### Action item
Begin at the top of the records and copy each line exactly. The line containing "- Re-enables the" is the last one to include.
====== Input records ======
PR #568, opened 2026-04-16
fix(input): re-enable SimulatorKit HID tap/swipe after #491 resolution

shaun0927:
## Summary

- Re-enables the Tier-1 SimulatorKit HID return path in `getInputBackend()` that was commented out pending the Xcode 26+ gesture-recognizer regression tracked in #491 (now closed)
- Removes the dead `simhid-gated` error-reason branch and its `'simhid-gated'` member from the `HeadlessInputUnavailableError` reason union type, since `cachedSimHidBackend` is now returned before the error path is ever reached
- Updates unit tests: replaces the `simhid-gated` describe block with tests asserting that `getInputBackend()` returns the SimHID backend (kind `'simhid'`) when the probe succeeds, both with and without a WebKit client

Refs: #483, #491, #540

## Test plan

- [x] `npm run build` passes with no new errors
- [x] `npm test` — 1582 tests pass across 108 suites
- [x] `tests/unit/native-input-backend.test.ts` — 76/76 pass, including two new assertions that SimHID is returned as Tier-1 when the probe succeeds

### DIFF
--- a/src/tools/native-input-backend.ts
+++ b/src/tools/native-input-backend.ts
@@ -599,8 +599,7 @@ export class HeadlessInputUnavailableError extends Error {
     | 'no-simctl'
     | 'no-webkit'
     | 'webkit-disconnected'
-    | 'headless-only'
-    | 'simhid-gated';
+    | 'headless-only';
   readonly remediation: readonly string[];
 
   constructor(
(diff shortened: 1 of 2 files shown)


shaun0927:

**Verdict: COMMENT**

The main thing I'd still want called out explicitly is the backend-priority change: once SimHID is re-enabled, `getInputBackend()` now returns SimHID ahead of lower tiers for coordinate gestures. That looks intentional, but it also means Safari/WebKit call sites stop being a special case when SimHID is available. I don't see a blocker in the diff itself, but I'd add an integration assertion (or a short doc note) proving that this precedence shift is acceptable for browser-facing flows too, not just native-app paths.

shaun0927:
Review pass (2026-04-16)

Verdict: REQUEST CHANGES

High-risk concern:
- `src/tools/native-input-backend.ts` now returns the SimHID backend unconditionally before the WebKit tier. That changes backend precedence globally, not just for native-app flows. In practice this can reroute connected Safari/WebView interactions away from `WebKitInputBackend` and into simulator-level HID injection without any Safari/WebView regression coverage in this PR.

I think this should be addressed before merge: either scope the re-enabled SimHID path to the contexts that are actually intended to use it, or add explicit Safari/WebView coverage that proves the new precedence is safe.

shaun0927:
Review pass:
- Verdict: REQUEST CHANGES
- HIGH: `src/tools/native-input-backend.ts` now returns SimHID before the WebKit tier, which changes backend priority for connected Safari sessions too, not just native-app flows. That is a meaningful routing change, and I don't see a Safari-specific regression test here proving we still prefer the intended backend for browser automation.
- Before merge, I'd like either (a) explicit Safari coverage for the new priority order, or (b) a guard that limits the SimHID fast-path to the contexts you actually want to flip.

shaun0927:

**Recommendation: COMMENT**

Main concern here is coverage rather than logic:
- The change re-enables the Tier-1 SimHID path based on unit tests, but the regression being referenced (#491) was a live simulator behavior problem. I’d be much more comfortable with at least one hosted/live assertion for tap/swipe on a booted simulator before treating the issue as fully closed.

shaun0927:
Review pass: the main thing I'd still like to see is a broader routing regression check.

Re-enabling the unconditional Tier-1 SimHID return path in `src/tools/native-input-backend.ts` changes precedence not just for native app call sites, but also for any path that passes a connected WebKit client. The updated unit tests cover the direct SimHID happy path, but they don't show that Safari/WebView call sites that intentionally depend on WebKit-backed input still behave as expected after this precedence flip.

shaun0927:

I don’t see an immediate blocking issue in the implementation, but I would still like one regression guard for the new precedence change in `getInputBackend()`: the unit test proves SimHID now wins even when a WebKit client is connected, but there isn’t an integration assertion covering a Safari/WebKit-connected page after that reorder.

If the intent is “SimHID always beats WebKit for coordinate gestures now,” I’d either add one live/integration check for that contract or spell it out explicitly in the PR description before merge.

shaun0927 (commented):
**Code Review: APPROVE** (P0=0, P1=0, P2=0)

Clean re-enablement of SimHID Tier-1 return path. Dead code (`simhid-gated`) properly removed, tests updated to verify positive-path behavior. Net -30 lines.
======
### Answer section
PR #568, opened 2026-04-16
fix(input): re-enable SimulatorKit HID tap/swipe after #491 resolution

shaun0927:
## Summary

- Re-enables the Tier-1 SimulatorKit HID return path in `getInputBackend()` that was commented out pending the Xcode 26+ gesture-recognizer regression tracked in #491 (now closed)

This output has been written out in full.